How to Repair Wet Drywall
Drywall acts like a sponge, absorbing moisture at every opportunity. When drywall gets wet, it swells and buckles, compromising the integrity of your wall. This allows the underlying structures to experience prolonged exposure to moisture and begins the decomposition process, ultimately rotting the entire structure. Drywall is a versatile building material, though. Drywall that has gotten wet can be repaired with a little know how.
In order to repair wet drywall, follow the below steps:
Cut out around the affected drywall with a drywall saw. These handsaws are sold inexpensively at any local hardware store. Make sure that you cut away all affected drywall by maintaining wide margins around the defect.
Determine the cause of the water. This step is somewhat easy if your drywall was affected by an outside force like rain, flooding, or a busted water heater, but may be a bit more elusive if you have a roof or plumbing problem. If you cannot ascertain the cause of the water, make sure you call a professional.
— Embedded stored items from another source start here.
Issue #681, opened 2017-08-06
Hide email client details from mail headers


johansmitsnl:
In the email headers there is some sensitive information. Where the connection originated from, which client is used.

Can this be stripped so that the received does not gain information about you and keep it down to only the essential parts?

Example:
```log
Return-Path: <johan@domain.example>
Received-SPF: pass (domain.example: 35.157.0.0 is authorized to use 'johan@domain.example' in 'mfrom' identity (mechanism 'mx' matched)) receiver=mail.example; identity=mailfrom; envelope-from="johan@domain.example"; helo=mail.domain.example; client-ip=35.157.0.0
Received: from mail.domain.example (mail.domain.example [35.157.0.0])
  by mail.domain.example (Postfix) with ESMTPS id 062112E097F
  for <someone@domain.example>; Sun,  6 Aug 2017 12:19:30 +0300 (MSK)
Received: from localhost (localhost [127.0.0.1])
  by mail.domain.example (Postfix) with ESMTP id 7A80518003D;
  Sun,  6 Aug 2017 09:19:28 +0000 (UTC)
X-Virus-Scanned: Debian amavisd-new at domain.example
Received: from mail.domain.example ([127.0.0.1])
  by localhost (mail.domain.example [127.0.0.1]) (amavisd-new, port 10024)
  with ESMTP id ixpQhbfk0t-s; Sun,  6 Aug 2017 09:19:27 +0000 (UTC)
Received: from iMac.local (unknown [88.159.0.0])
  (Authenticated sender: johan.smits@mail.domain.example)
  by mail.domain.example (Postfix) with ESMTPSA id 5CE1D18003A;
  Sun,  6 Aug 2017 09:19:27 +0000 (UTC)
DKIM-Signature: v=1; a=rsa-sha256; c=relaxed/simple; d=domain.example;
  s=mail; t=1502011167;
To: someone@domain.example
From: Johan Smits <johan@domain.example>
Subject: Abuse
Message-ID: <c2f2a6dc-403c-1eb6-5225-7cc4a5121a2b@domain.example>
Disposition-Notification-To: Johan Smits <johan@domain.example>
Date: Sun, 6 Aug 2017 11:19:24 +0200
User-Agent: Mozilla/5.0 (Macintosh; Intel Mac OS X 10.12; rv:52.0)
 Gecko/20100101 Thunderbird/52.2.1
```

Should remove these items:
* User-Agent
* Received: from iMac.local (unknown [88.159.0.0])
[...]

PR #708, opened 2017-09-05
Improve the privacy of the client by removing sensitive details

johansmitsnl:
We should care about our privacy and hide information when we send emails.
See ticket #681 

The PR has tests to ensure the filter is working. Multiple items are added that I think should be filtered. The minimal compatibility level had to be set to 2 in order for pcre to work and not creating errors in the logging.


johansmitsnl:
@tomav could you do a review?

tomav:
Sorry, could you resolve the conflict?

Issue #855, opened 2018-02-20
openDKIM key length


pn2:
This is a wish for a feature:

Some DNS servers restrict the length of TXT fields. 
The opendkim default key length seems to have been increased from 1024 to 2048 bits. In my case, the DKIM entry now does not fit the TXT field anymore.

I now would like to have an option to shorten the key length back to 1024 bits to make it fit. I understand that it of course would be better to keep the longer keys and fix the problem on the DNS side, but my provider seems unable to do so.
 
What about a corresponding environment variable, like DKIM_KEY_LENGTH ?

leokun:
I have the same problem, I cannot past all the key (about 16 digit missing)

johansmitsnl:
Can you provide a PR?

mwlczk:
This is a duplicate of #786 .
In fact debian uses key size length of 2048 as default since January 2017(!) Those bloody debians living on the edge ;)

> opendkim (2.11.0~alpha-9) unstable; urgency=medium
  * Set umask to 0007 in opendkim.service so opendkim socket is group readable
    (Closes: #851141)
  * Set opendkim-genkey to default to 2048 bit sha-256 only keys based on
    current best practices
  * Add debian/patches/nsupdate_output.patch to fix opendkim-genzone output to
    be usable for nsupdate (Closes: #849540)
 -- Scott Kitterman <scott@kitterman.com>  Wed, 25 Jan 2017 09:58:07 -0500

can anyone (@cruisemaniac, @youaresofunny, @leokun) provide a PR accompanied by a small test for the size generated once as 1024 and once as 2048 Bit key?

johansmitsnl:
#868 is merged. You can now generate with any key size

Issue #786, opened 2018-01-04
Namecheap does not allow more than 1024 bits in the DKIM


cruisemaniac:
With reference to this: https://www.namecheap.com/support/knowledgebase/article.aspx/317/2237/how-do-i-add-txtspfdkimdmarc-records-for-my-domain

This can be fixed by adding a `-b 1024` parameter to the `generate-dkim-config` and `generate-dkim-domain` scripts.

Is this acceptable? Or is there another way? I'm on namecheap for my domains and I cannot move from there in the near future.

johansmitsnl:
Expanding the 2 scripts to accept the option and add this documentation feels better. Changing defaults may break other users expectations in automatisation.

cruisemaniac:
@johansmitsnl Totally agree with this. Let me dig around and send in a PR. Does that sound fair?

johansmitsnl:
Sounds good

johansmitsnl:
Please add a PR. Will close the issue for now.

mwlczk:
@johansmitsnl @cruisemaniac 
If it comes to namecheap, we don't need any changes in source-code for now. This is an extract from http://www.opendkim.org/opendkim-genkey.8.html:
> (−−bits=n) Specifies the size of the key, in bits, to be generated. The **default is 1024** which is the value recommended by the DKIM specification.

We should be fine with that dkim-key and namecheap (most likely most dns-services).

youaresofunny:
@mwlczk it is not only namecheap problem, got same at yandex and reg.ru

PR #868, opened 2018-02-28
Dkim key size

mwlczk:
the keysize needs to be provided as the first parameter of the command generate-dkim-config
e.g.: `generate-dkim-config 1024` for a 1024 key size
default (or left empty) is set to 2048.
Should help as a quick workaround for #855 and #786 
cheers


mwlczk:
If this is merged, need to update the wiki aswell

mwlczk:
@johansmitsnl great job of closing all the issues, cudos.
I was implementing the TODOs i stated above, but got stuck at tests, because the bats-process is not allowed to read the dkim-keys (mail.txt). I am gonna use a less nice evaluation method of the size of the file instead of evaluating the key via openssl.
When I am done (soon hopefully) I push here again ;)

Replace the wet drywall with dry. On a new piece of drywall, mark out a patch of new drywall in the same dimensions as the old and cut out with a razor knife or drywall saw and screw into the open hole. If there is no wall stud behind the open area, cut out the existing drywall until there is an exposed stud on either side of your repair.
Apply drywall mud. Joint compound of drywall mud is applied in layers. Make the first layer the thickest, covering all of the joints thoroughly and allow to dry. Do not worry too much about making the compound completely smooth as there will be many layers of mud and sanding before you reach your finished coat. All the mud to dry and then sand smooth. Run your hand over the joints, feeling for low or high spots and mark with a pencil. Continue sanding high spots and then add a new layer of mud over the entire repair, concentrating on adding compound to the low spots. Repeat this process until your repair is level with the existing wall.
Tip: Take your time with this step, as your mud work is the key to having a smooth wall later.
Paint-Repaint your entire wall so that the color matches. Even if you have the paint tinted to match your existing wall, the colors may not match 100%, giving you a glaring reminder of where the repair occurred. While you don't have to, you may elect to repaint the entire room to ensure color evenness.
This technique works well for small drywall repair jobs, but in situations where there are large areas of drywall to replace, such as a flooding situation, it may be advisable to contact a professional.